3. Flexão tradicional

Aqui, sem o apoio dos joelhos, a dificuldade aumenta. Este exercício é um dos mais usados para fortalecer os músculos peitorais e tríceps, mas também ativa os músculos dos ombros.

4. Flexão de braço inclinada

Você pode apoiar os pés em um banco fixo ou qualquer objeto elevado, ficando com o corpo inclinado em relação ao chão. Esse movimento trabalha, sobretudo, a área superior do peitoral e também o tríceps, além dos ombros.

5. Barra fixa

A barra fixa pode ser feita com diferentes pegadas e amplitudes dos braços. As barras são normalmente encontradas em parques ou podem ser adquiridas e fixadas em casa. A pegada mais aberta, com as mãos voltadas para a frente, estimulam mais os músculos das costas, mas os dos bíceps também são ativados.
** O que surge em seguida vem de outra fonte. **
PR #1700, opened 2018-12-18
fix: force to decode as utf-8 when header contains application/json to avoid text garbling.

cimadai:
### PR checklist

  - dart is not exists.
  - @ircecho, @swipesight, @jaumard

### Description of the PR

The original processing is using `response.body` to deserialize as json in `api.mustache`.
However, this is decoded by latin1 if the header contains only `application/json` instead of `application/json; charset=utf-8`.

Because of this behavior, if the response body is encoded UTF-8 but the headers doesn't contain charset, the body will garbling.

cf: https://github.com/dart-lang/http/issues/175

Since playframework 2.6 returns `Content-Type: application/json` without `charset=utf-8`, I changed this parsing algolithm.

### DIFF
--- a/modules/openapi-generator/src/main/resources/dart/api_helper.mustache
+++ b/modules/openapi-generator/src/main/resources/dart/api_helper.mustache
@@ -50,3 +50,15 @@ String parameterToString(dynamic value) {
     return value.toString();
   }
 }
+
+/// Returns the decoded body by utf-8 if application/json with the given headers.
+/// Else, returns the decoded body by default algorithm of dart:http.
+/// Because avoid to text garbling when header only contains "application/json" without "; charset=utf-8".
+String _decodeBodyBytes(Response response) {
+  var contentType = response.headers['content-type'];
+  if (contentType != null && contentType.contains("application/json")) {
+    return utf8.decode(response.bodyBytes);
+  } else {
+    return response.body;
+  }
+}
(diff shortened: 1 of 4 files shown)


modules/openapi-generator/src/main/resources/dart/api_helper.mustache
```diff
@@ -50,3 +50,15 @@ String parameterToString(dynamic value) {
     return value.toString();
   }
 }
+
+/// Returns the decoded body by utf-8 if application/json with the given headers.
+/// Else, returns the decoded body by default algorithm of dart:http.
+/// Because avoid to text garbling when header only contains "application/json" without "; charset=utf-8".
+String _decodeBodyBytes(Response response) {
+  var contentType = response.headers['content-type'];
+  if (contentType != null && contentType.contains("application/json")) {
```
wing328: @cimadai later we may want to further improve it to detect other JSON mime type, eg. https://github.com/OpenAPITools/openapi-generator/blob/1db105b6f9dc3058b6b8c17183d26719857e371a/samples/client/petstore/csharp-refactor/OpenAPIClient/src/Org.OpenAPITools/Client/ClientUtils.cs#L265 in C# to detect the JSON mime type using a regular expression

wing328:
LGTM. Thanks for the fix 👍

6. Barra australiana (remada na barra)

O movimento é similar ao da barra fixa, mas mais próximo ao solo. O corpo fica numa posição mais horizontal e as pernas apoiadas no chão. Use a pegada aberta e pronada (palmas da mão para fora). O movimento pode ser feito em uma mesa bem firme, por exemplo.

7. Escalador

No escalador, a pessoa deve apoiar as duas mãos no chão e ficar na posição de prancha tradicional. Porém, deve realizar um movimento de alternar a posição das pernas, como se estivesse subindo uma montanha, trazendo os joelhos alternadamente até a altura do abdome.